Quantitative metrics for age-shifting and racial representation are similarly operationalized as the empirical fraction of outputs that exhibit shifts (e.g., wrinkles added, race changed). Formally,

$$P(\text{wrinkles added}) = \frac{\#\{\text{outputs with wrinkles added}\}}{1200}$$

These metrics yield empirical, reproducible summaries that can be cross-compared with expert audits.

3. Comparison to Expert Provider Audits

Empirical alignment between participatory and expert-led audits is a central validation axis:

• For stereotypically gendered roles (e.g., “rapper,” “nail technician”), group-wise frequency statistics between teenagers and experts tightly match (e.g., teens: 96% “rapper” outputs were masculine; experts: ~94–100%).
• Both groups identify systematic up-aging for authority figures (e.g., “president” images older/more masculine).
• Expert re-coding (Fleiss’s $\kappa \approx 0.65$) confirms that non-expert annotations are credible, and frequency counts are robust.

This triangulation demonstrates that, with structured scaffolding, participatory audits can replicate core empirical findings of professional audits and may extend the audit lens to new harm dimensions not usually surfaced in expert practice.

4. Methodological Insights: Non-Expert Appropriation and Novel Harm Dimensions

Participatory audits differ from professional ones not only in expertise but also in perspective and criteria formation:

• Audit Criteria Development: Auditors incorporate lived experiences and new hypothesized harms (e.g., teens foregrounded age bias and occupational representation).
• Balancing Social/Technical Considerations: Technical protocol (standardized spreadsheet, parameter control) ensures compact data collection and management. Simultaneously, open debate and reflection elicit nuanced social interpretations—including explicit interrogation of auditors’ own stereotypes.
• Surfacing New Axes of Harm: Participatory groups identified age as a salient and underexplored bias, analyzing wrinkles and gray hair frequency by occupation—dimensions not regularly included in professional audits.

These methodological novelties reinforce the argument that non-expert involvement injects both construct validity and alternative critical perspectives into the auditing canon (Morales-Navarro et al., 6 Aug 2025).

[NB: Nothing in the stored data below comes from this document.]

PR #447, opened 2026-02-24
replace deprecated runner

### LINKED ISSUE #448: CI is using a deprecated runner
Grove CI is using the deprecated `cpu-amd-m5-2xlarge` .

ranrubin:

The runner that grove currently use `cpu-amd-m5-2xlarge` is on Dynamo's Legacy cluster. That runner is the only runner left on that cluster and is blocking its deletion. 

Closes  #448 

Added `prod-grove-e2e-v1` runner to Dynamo's production cluster. The Dockerfile can be found [here](https://github.com/ai-dynamo/velonix/blob/main/dockerfiles/grove-runners/eks-grove-e2e-runner.Dockerfile), and the configuration can be found [here](https://github.com/ai-dynamo/velonix/blob/main/flux-apps/infra-apps/github-actions/runner-scale-sets/grove/prod-grove-e2e-v1/autoscalingrunnerset.yaml). 

Because our production runner uses DinD with a k8s native sidecar, I had to make some changes to the test infra:  
 
**Memory limits** — `--agents-memory 150m` doesn't work in DinD (broken `/proc/meminfo` bind-mount). Several tests depend on nodes having limited memory to verify pods stay Pending when resources are insufficient. We now use kubelet `system-reserved` to achieve the same effective allocatable memory, triggered via a new `--dind-memory-mode` flag.  

**Stale node list** — With 30 k3d nodes, occasionally one dies mid-run. Our node monitor replaces it, but `PrepareForTest` still had the old node cached, causing all subsequent tests to fail trying to cordon a deleted node. Fixed by refreshing the node list from the cluster before each test.
Both GS and TAS suites passing on the new runners

None
```release-note

```

```docs

```

### DIFF
--- a/operator/hack/infra_manager/cluster.py
+++ b/operator/hack/infra_manager/cluster.py
@@ -18,6 +18,7 @@
 
 from __future__ import annotations
 
+import time
 from concurrent.futures import ThreadPoolExecutor, as_completed
 
 import docker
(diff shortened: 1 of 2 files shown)


.github/workflows/build-check-test.yaml
```diff
@@ -89,34 +89,34 @@ jobs:
...
     timeout-minutes: 60
     strategy:
       fail-fast: false
       matrix:
         include:
-          - test_name: gang_scheduling
-            test_pattern: "^Test_GS"
-          - test_name: rolling_updates
-            test_pattern: "^Test_RU"
+          # - test_name: gang_scheduling
```
gflarity: Un comment test suites please.

.github/workflows/build-check-test.yaml
```diff
@@ -133,7 +133,7 @@ jobs:
 
       - name: Run e2e tests - ${{ matrix.test_name }}
         run: |
-          make ${{ matrix.make_target || 'run-e2e-full' }} TEST_PATTERN='${{ matrix.test_pattern }}'
+          make ${{ matrix.make_target || 'run-e2e-full' }} TEST_PATTERN='${{ matrix.test_pattern }}' E2E_CREATE_FLAGS='--skip-memory-limit'
```
gflarity: Can you tell me a bit more about the memory limit and the need to skip it?  These tests use quite a bit of memory for now. Just want to be sure they pass successfully with this setting.

operator/hack/e2e-cluster/create-e2e-cluster.py
```diff
@@ -122,7 +122,7 @@ class ClusterConfig(BaseSettings):
     api_port: int = Field(default=6560, ge=1, le=65535)
     lb_port: str = "8090:80"
     worker_nodes: int = Field(default=30, ge=1, le=100)
-    worker_memory: str = Field(default="150m", pattern=r"^\d+[mMgG]?$")
+    worker_memory: Optional[str] = Field(default="150m", pattern=r"^\d+[mMgG]?$")
```
gflarity: The tests rely on memory characteristics to impose scheduling constraints. Don't think this can be changed.

Ronkahn21 (commented):
Ran CodeRabbit review with project CLAUDE.md rules — two findings in `operator/hack/e2e-cluster/create-e2e-cluster.py`:

---

**🐛 Bug: Wrong node condition used for readiness check** (`wait_for_nodes`, ~line 375)

`conditions[-1].status` retrieves the *last* condition in the array, which is not guaranteed to be the `Ready` condition. Kubernetes nodes have multiple conditions (`MemoryPressure`, `DiskPressure`, `PIDPressure`, `Ready`), and their order is not fixed. This could cause nodes to be incorrectly identified as NotReady (or vice versa).

Fix — use JSONPath to explicitly select the `Ready` condition:
```diff
-            "-o", "custom-columns=NAME:.metadata.name,STATUS:.status.conditions[-1].status",
+            "-o", "custom-columns=NAME:.metadata.name,STATUS:.status.conditions[?(@.type=='Ready')].status",
```

---

**🧹 Unused parameter: `config` in `wait_for_nodes`** (~line 354)

`config: ClusterConfig` is declared but never referenced in the function body. Either remove it or use it to scope container restarts to this cluster (by filtering on the `k3d-<cluster_name>-` node name prefix), which would be safer in environments with multiple clusters running.

Option A — remove it:
```diff
-def wait_for_nodes(config: ClusterConfig, max_restart_rounds: int = 2):
+def wait_for_nodes(max_restart_rounds: int = 2):
```

Option B — use it for safety:
```python
# Only restart containers belonging to this cluster
if not node_name.startswith(f"k3d-{config.cluster_name}-"):
    continue
```

PR #454, opened 2026-02-25
Fix: let operator self-create webhook TLS secret to avoid GitOps overwrites 

### LINKED ISSUE #453: Helm chart renders empty webhook TLS secret that overwrites populated certs on every apply
## What happened?

The Helm chart template `operator/charts/templates/webhook-server-cert-secret.yaml` renders a `grove-webhook-server-cert` Secret with empty `tls.crt` and `tls.key` fields when `certProvisionMode` is `auto` (the default). The cert-controller populates this secret with auto-generated certificates at startup, but on subsequent deploys via `helm template | kubectl apply`, the empty values overwrite the populated certificates, breaking webhook TLS until the cert-controller repopulates the secret.

The same issue occurs with GitOps tools (ArgoCD/FluxCD) that detect the populated cert data as drift from the desired empty state and may reset it on sync.

The underlying constraint is that the upstream cert-controller library (`open-policy-agent/cert-controller`) only updates existing secrets — it does not create them. This is why the chart pre-creates the empty secret. However, the operator has full CRUD RBAC permissions on secrets, so it could create the secret itself.

## What did you expect to happen?

Deploying the Helm chart via `helm template | kubectl apply` should not overwrite previously populated webhook TLS certificates. The operator should be able to manage the webhook cert secret lifecycle independently of Helm.

## Environment

- Affects all Grove versions with `certProvisionMode: auto` (default)
- Reproducible with `helm template | kubectl apply` or GitOps tools (ArgoCD, FluxCD)
- Not affected when using standard `helm upgrade` (Helm 3's three-way merge preserves live data)

gflarity:
#### What type of PR is this?

/kind bug

The Helm chart template renders an empty `grove-webhook-server-cert` Secret when `certProvisionMode` is `auto` (the default). On subsequent deploys via `helm template | kubectl apply` or GitOps tools (ArgoCD, FluxCD), the empty values overwrite the populated certificates, breaking webhook TLS until cert-controller repopulates the secret.

This PR fixes the issue with three coordinated changes:

1. **New `webhookServerSecret.enabled` Helm value** (default `true` for backward compatibility) — allows users deploying via `helm template | kubectl apply` or GitOps to set it to `false`, preventing the empty secret from overwriting auto-generated certs on every apply.

2. **Operator self-creates the secret if missing** — a new `ensureSecretExists()` function creates the TLS secret before handing off to cert-controller, which can only Update existing secrets (not Create them). This fills the gap when the Helm-rendered secret is disabled. Handles HA race conditions via `AlreadyExists` check and preserves existing certificate data.

3. **`optional: true` on the deployment volume mount** — allows the pod to start before the secret exists, since the operator gates webhook serving on `certsReadyCh`.

Fixes #453

- The default `webhookServerSecret.enabled=true` preserves full backward compatibility for `helm upgrade` users (Helm 3's three-way merge already handles this correctly).
- The `ensureSecretExists` function uses a direct (non-cached) client because it runs during manager setup before informer caches start.
- The operator already has `create` RBAC permission on secrets via its ClusterRole.
- All existing e2e tests pass (CM, GS, RU, SO, TAS suites).

```release-note
Add `webhookServerSecret.enabled` Helm value to control whether the chart renders the empty webhook TLS Secret. Set to `false` when deploying via `helm template | kubectl apply` or GitOps tools (ArgoCD, FluxCD) to prevent certificate overwrites. The operator will create the secret itself if missing.
```

```docs
Users deploying via `helm template | kubectl apply` or GitOps tools should set `webhookServerSecret.enabled=false` in their values. The operator will automatically create and manage the webhook TLS secret. Standard `helm upgrade` users do not need to change anything.
```

### DIFF
--- a/operator/internal/controller/cert/cert.go
+++ b/operator/internal/controller/cert/cert.go
@@ -48,7 +48,7 @@ const (
 // When mode=auto: uses cert-controller for automatic certificate generation and management.
 // When mode=manual: waits for externally provided certificates (e.g., from cert-manager, cluster admin).
 // Returns an error for unrecognized modes to ensure new modes are explicitly handled.
-func ManageWebhookCerts(mgr ctrl.Manager, certDir string, secretName string, authorizerEnabled bool, certProvisionMode configv1alpha1.CertProvisionMode, certsReadyCh chan struct{}) error {
+func ManageWebhookCerts(ctx context.Context, mgr ctrl.Manager, cl client.Client, certDir string, secretName string, authorizerEnabled bool, certProvisionMode configv1alpha1.CertProvisionMode, certsReadyCh chan struct{}) error {
 	logger := ctrl.Log.WithName("cert-management")
 
 	switch certProvisionMode {
@@ -60,7 +60,7 @@ func ManageWebhookCerts(mgr ctrl.Manager, certDir string, secretName string, aut
 		return nil
 
 	case configv1alpha1.CertProvisionModeAuto:
-		return setupAutoCertProvisioning(mgr, certDir, secretName, authorizerEnabled, certsReadyCh, logger)
+		return setupAutoCertProvisioning(ctx, mgr, cl, certDir, secretName, authorizerEnabled, certsReadyCh, logger)
 
 	default:
 		return fmt.Errorf("unsupported cert provision mode: %q", certProvisionMode)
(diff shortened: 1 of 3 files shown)


shayasoolin (approved):

operator/internal/controller/cert/cert.go
```diff
@@ -123,6 +136,62 @@ func getWebhooks(authorizerEnabled bool) []cert.WebhookInfo {
...
+	// before the manager's informer cache has been started.
+	cl, err := client.New(mgr.GetConfig(), client.Options{Scheme: mgr.GetScheme()})
+	if err != nil {
+		return fmt.Errorf("creating client: %w", err)
+	}
+	return ensureSecretExistsWithClient(cl, namespace, secretName)
+}
+
+// ensureSecretExistsWithClient is the testable core of ensureSecretExists.
+func ensureSecretExistsWithClient(cl client.Client, namespace, secretName string) error {
```
Ronkahn21: can we use only this function

Ronkahn21: I dont like creating clients in mid functions

Ronkahn21: I think we should have better name CreatePlaceHolderSecretIfNotExists or something better ask Claude hahaa

operator/internal/controller/cert/cert.go
```diff
@@ -123,6 +136,62 @@ func getWebhooks(authorizerEnabled bool) []cert.WebhookInfo {
...
+	secret := &corev1.Secret{}
+	err := cl.Get(context.Background(), types.NamespacedName{Namespace: namespace, Name: secretName}, secret)
```
Ronkahn21: pass Ctx as arg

5. Implications for Auditing Frameworks, AI Literacy, and Ecosystem Design

Participatory audits suggest concrete directions for algorithmic auditing research and governance ecosystems:

• Audit Tooling: Embedding audit modes (batch runners, annotation widgets, automated metric calculators) into ubiquitous digital platforms can facilitate non-expert audits at scale.
• K–12 AI Literacy: Algorithmic auditing is tractable as a high-school project module, connecting technical skills with critical inquiry and peer-driven reporting. Formats such as TikTok audit explainers leverage youth fluency and engagement.
• Research and Governance Expansion: Regular participation of non-experts in audits validates that “everyday” or crowdsourced auditing is viable beyond expert enclaves. The engagement surfaces new questions (e.g., age bias) and broadens the concept of algorithmic harm.

A broader implication is that participatory auditing enables reflective loops: auditors both confirm existing harms and originate new audit dimensions, thereby driving iterative improvement of audit methodologies and AI systems themselves.

6. Synthesis: Participatory Auditing within the Algorithmic Audit Ecosystem

This participatory case study confirms that full-cycle, scaffolded audits executed by non-experts are methodologically sound and capable of surfacing, quantifying, and communicating representational harms in black-box AI systems (Morales-Navarro et al., 6 Aug 2025). With structured five-step processes, collaborative data collection, divergence-aware annotation, and peer-to-peer reporting, the participatory paradigm complements and enhances professional auditing. It both expands the auditable set of harms and empowers broader publics to engage in the empirical critique of sociotechnical systems. As algorithmic decision-making diffuses into daily life, scalable and inclusive auditing frameworks become necessary for both rigorous accountability and robust AI literacy.